Pero la precaución resultó innecesaria. Mucho tiempo antes de que rayara el alba, Da'ud estaba tratando de salir de una horrible pesadilla, clavando su mirada aterrada y perpleja sobre los libros amontonados en su mesa y las plantas del ermitaño en el antepecho de su ventana, en un esfuerzo desesperado por aferrar su mente a la sólida sustancia de la realidad, mientras el horror del sueño continuaba atormentándolo.
—¡Handakuka! —le había espetado el ermitaño moribundo, burlándose de él y dejando salir la palabra de una boca muy abierta y desdentada—. Yo te diré lo que es. Tú dame a Sari para que caliente mis viejos huesos como Abisag lo hizo con David. Es como una tierna planta que necesita que se la cuide con estas manos amorosas —había añadido con un gesto lascivo, alargando sus dedos helados y esqueléticos hacia ella.
—¡No! —gritó Da'ud, poniendo a la muchacha detrás de él para protegerla.
—¡Sí! —tronó una voz escalofriante detrás de él. Al volverse vio al califa desenvainando una brillante espada de su vaina incrustada de pedrería y blandiéndola sobre su cabeza y sobre la de Sari—. No puedo esperar más. Dásela a él o ambos perderéis la vida —amenazó, poniendo la fría hoja de acero sobre la nuca de Da'ud.

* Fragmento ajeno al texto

PR #684, opened 2019-09-19
IBFE updates

boyceg:


drwells:
I thought we used some of this overlap code in the heart model (which would explain a lot). Let me take a closer look.

boyceg:
The overlapping stuff does not work AFAIK.

boyceg:
(It is easy to drop that commit if we want to, though.)

boyceg:
@drwells a difference between the heart model and the IBFE examples is that the heart model heavily uses `FEDataInterpolation` to evaluate field variables in stress functions etc. I am looking to see if there is something screwy in that class.

drwells:
Cleaning up `FEDataInterpolation` has been on my todo list for months. This might be a good time to spend a few days working through it.

drwells:
@boyceg would you mind if I moved a951f1d5ebd09fd2a0a29c658e1b08ac09087832 into another PR? Since that just chops stuff out we can merge it immediately.

boyceg:
> @boyceg would you mind if I moved [a951f1d](https://github.com/IBAMR/IBAMR/commit/a951f1d5ebd09fd2a0a29c658e1b08ac09087832) into another PR? Since that just chops stuff out we can merge it immediately.

OK with me.

drwells:
@boyceg would it be worthwhile for us to step back for a moment and consider redesigning `FEDataInterpolation`? It is quite slow since it does not use any of the caching infrastructure.

boyceg:
> @boyceg would it be worthwhile for us to step back for a moment and consider redesigning `FEDataInterpolation`? It is quite slow since it does not use any of the caching infrastructure.

Sounds good to me.

drwells:
Using the caches would require completely rewriting this class and then replacing the way we use it at all call sites: I think it would be better to try and fix the memory leak first and then worry about this separately.

The rest of the patches in this PR are all pretty uncontroversial; I would be in favor of merging after we make sure @cpuelz is okay with #685.

boyceg:
@drwells shall we merge this?

drwells:
All commits look reasonable and the test suite passes so :+1:

PR #685, opened 2019-09-19
remove overlapping mesh forces in IBFEMethod

drwells:
Taken from #684.

@cpuelz The heart model currently uses this function but the only input files I see in the repository that actually use it are in the `old_input_files` directory.


drwells:
@cpuelz Is it okay if we remove this?

doc/news/changes/incompatibilities/20190919BoyceGriffith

—¡Piedad, oh Príncipe de los Creyentes! ¡Tan sólo un día más! —gritó, despertándose por su propio grito, sofocado en sueños. Bañado aún en sudor, estaba a punto de dirigirse a la cámara del baño cuando Yusuf entró suavemente en la habitación para despertarlo. Al darse cuenta de la situación en que se hallaba el joven señor, le dio un vigoroso masaje mientras se calentaba el agua del baño, le ayudó a bañarse y a vestirse y después, mientras él se sentaba a estudiar, le llevó una fuente de fruta, leche y pan del Sabbat recién salido del horno.

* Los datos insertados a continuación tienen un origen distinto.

PR #687, opened 2019-09-19
Fix a path fed to rpath.

### LINKED ISSUE #686: Weird flags in LDFLAGS
We are getting flags of the form ` -Wl,-rpath `in `LDFLAGS` inside `make.inc`: this doesn't mean anything and might be a bug. We correctly generate rpath commands in `LIBS`.

drwells:
Fixes #686. I need to do some more tests before we merge but this appears to add the correct linker flags. @jabrown893 if you have some time it would help a lot if you could run this on longleaf.

We should not have the -L prefix here, so we should pass the directory instead.

### DIFF
--- a/configure
+++ b/configure
@@ -26955,7 +26955,9 @@ fi
 
 PETSC_LDFLAGS=""
 if test -d "${PETSC_DIR}/${PETSC_ARCH}/lib" ; then
-    PETSC_LDFLAGS="-L${PETSC_DIR}/${PETSC_ARCH}/lib"
+  PETSC_LDFLAGS="-L${PETSC_DIR}/${PETSC_ARCH}/lib"
+else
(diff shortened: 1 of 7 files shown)


drwells:
@jabrown893 To answer your question from last night: you can get a branch from another fork by running

```
> git checkout master
> git checkout -b fix-rpath-2
> git pull https://github.com/drwells/ibamr fix-rpath-2
```

In general, you can pull changes from any complete path, e.g., sometimes it is useful to do
```
git pull $(pwd)/../other-ibamr/ other-branch
```
which pulls from another directory on the current machine.

jabrown893:
This seems to work! 👍

drwells:
@jabrown893 this is now merged so `master` should work for you on Longleaf again.

jabrown893:
@drwells I will check it and let you know!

Reconfortado, Da'ud abrió el tratado del Talmud y pasó las gastadas hojas hasta llegar al pasaje que tenía que estudiar. Leyó rápidamente el texto escrito en árabe y hebreo cuyas palabras, estudiadas en su adolescencia, acudieron de nuevo a su mente: «¿Cuál es la cura para el temblor? Pila, láudano, corteza de nogal, recortes de un pellejo curado, akalil malka y el cáliz de un árbol de dátil rojo». Al dar la vuelta a la página, un pedazo de papel, traslúcido y amarillento por el tiempo, cayó sobre sus rodillas. Lo cogió distraídamente, echando una ojeada a los esmerados caracteres hebreos, de forma cuadrada, que apenas se veían. Pero de repente, sus ojos se fijaron en algo. Volvió a mirar sin podérselo creer. Por espacio de un segundo su mente se detuvo, incapaz de asimilar lo que tenía delante, pero inmediatamente recuperó la lucidez. Concentrando todas sus facultades sobre las borrosas palabras, leyó lentamente: «Akalil malka, que es hadnakuka». ¡Ahí estaba, mirándole desde la frágil hoja de papel, tan vieja que pronto se convertiría en polvo! ¡Mediante la simple inversión de dos letras, hadnakuka se convertía en handakuka - akalil malka! Esto sí lo sabía. En árabe era iklil al-malik, la corona real. Los romanos la conocían por el mismo nombre, corona realis, aunque corrompido por el paso de los años y convertido en la forma romance coronilla. Y esto no era otra cosa que el melilotus, el trébol común, cuyas raíces en forma de escorpión eran bien conocidas como un eficaz antídoto para mordeduras o picaduras venenosas. Da'ud echó la cabeza hacia atrás y soltó una sonora carcajada, histérico de alivio. ¡Un pedazo de papel, perdido por un anónimo erudito, había guardado el secreto durante años y años, y ahora podía haberle costado a él la vida! ¡Qué frágilmente había estado suspendido, a merced de la voluntad de Dios! En un arranque de piadosa gratitud, se inclinó a besar el texto hebreo y después pronunció en voz baja la bendición tradicional por habérsele preservado la vida y concedido el que llegara sano y salvo hasta el día de hoy.